Como la historia de San Jorge y el dragón -- sabemos que monstruosos reptiles alguna vez caminaron la tierra en gran número; y sabemos que pueden llenarse libros de esas rarezas que alguna vez se llamaron Lazarus taxa; sabemos que pescadores han sacado coelacantos de ríos africanos, y que las ratas de roca laosianas se venden en los mercados; sabemos que criaturas tan grandes y tan comunes como el calamar gigante pueden evadir el ojo del hombre moderno y todos sus aparatos; sabemos que criaturas tan grandes y tan fantásticas como el pájaro elefante de media tonelada vivieron y murieron incluso después del Concilio de Trento. ¿Por qué es imposible que reptiles grandes (posiblemente hoy extintos, pero tal vez no) semejantes a las descripciones de las hagiografías se ocultasen en la oscuridad en los días de San Jorge (o de Santa Margarita, San Silvestre o San Benito)? ¿O que el antiguo enemigo pudiese (y puede) conjurarlos de tiempo en tiempo?

E incluso más importante -- sabemos que la Sagrada Escritura, la inerrante Palabra de Dios, habla de dragones y basiliscos, de ranas que caen del cielo y ríos que se vuelven sangre. Los milagros de Elías no son menos fantásticos que los milagros de San Nicolás. La burra de Balaam no es menos fantástica que San Romualdo. El Viejo Testamento -- y el Nuevo -- no son menos fantásticos que la Leyenda Áurea. No huelen menos a mitología para la mente moderna.

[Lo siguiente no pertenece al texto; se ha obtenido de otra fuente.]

PR #339, opened 2015-06-28
Support storing into HDF5 ndarrays with unicodes

### LINKED ISSUE #335: Saving a niml.dset using h5save fails due to unrecognized dtypes(?)
I loaded a surface dataset from a .niml.dset file and niml.from_any() and it loads fine. But when I try to save the dataset using `h5save`, it spits out an error due to dtype of certain `sa` and  `a`. It looks like an issue with not handling unicode types, but I am not sure. Problematic dtypes look like '<U7' '<U4' when printing the ds. For now, I remove the attributes or convert them to strings before saving with h5save. @nno @yarikoptic

yarikoptic:
there is a bit of PEP8ing etc mixed in, sorry about that.

Closes #335

### DIFF
--- a/mvpa2/base/dochelpers.py
+++ b/mvpa2/base/dochelpers.py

Por supuesto que aquí alguno objetará que la Escritura es inerrante y que la hagiografía, no; que las vitae de los santos forman una tradición extrínseca a la Divina Revelación -- una tradición con t minúscula. Y sí, esto es verdad -- pero pienso que la obsesión de la catequesis popular y la apologética de distinguir entre las tradiciones con T mayúscula y con t minúscula es un buen ejemplo del viejo estratagema del demonio para hacer temer a los hombres exactamente el error equivocado a exactamente la hora equivocada. El mundo no está lleno de hombres que piensan que estas tradiciones deben creerse de fide. Está lleno de hombres que piensan que no necesitan creer; el minimalismo es la herejía de este tiempo. La hagiografía, la iconografía, las tradiciones monásticas y litúrgicas -- éstas son cosas santas y que llevan a Cristo, y un cristiano que las menosprecia, las insulta, las ignora, las cambia a su arbitrio o las rechaza por completo, lo hace a su riesgo.

Pero esto está realmente más allá. El debate acerca del valor de la hagiografía tradicional no debe reducirse al argumento sobre las diferentes categorías de la autoridad. Pues la Biblia no es sólo un libro de cuentos cuya veracidad no se nos permite cuestionar; es el registro de la acción de Dios entre los hombres y como hombre, es el registro de eventos que realmente ocurrieron – y nos habla de maravillas. O vivimos en un mundo en el cual este tipo de cosas pasen, o no.

Si creemos que vivimos en un mundo tal, las hagiografías ya no se nos aparecerán ridículas. Sino, la Resurrección misma se convierte en ridícula. La idea de que podemos salvar la reputación de la Iglesia concediendo a cada posible crítica de los escépticos, y que esto evitará que crucen la línea incruzable de la misma Revelación -- es como la idea de que un hombre tiene menos probabilidad de caer de un precipicio si baila tan próximo como sea posible a él, en vez de construir su casa y vivir su vida a miles de kilómetros de allí.

Entonces, demos el beneficio de la duda a la Leyenda Áurea y a las viejas hagiografías. Merecen al menos eso.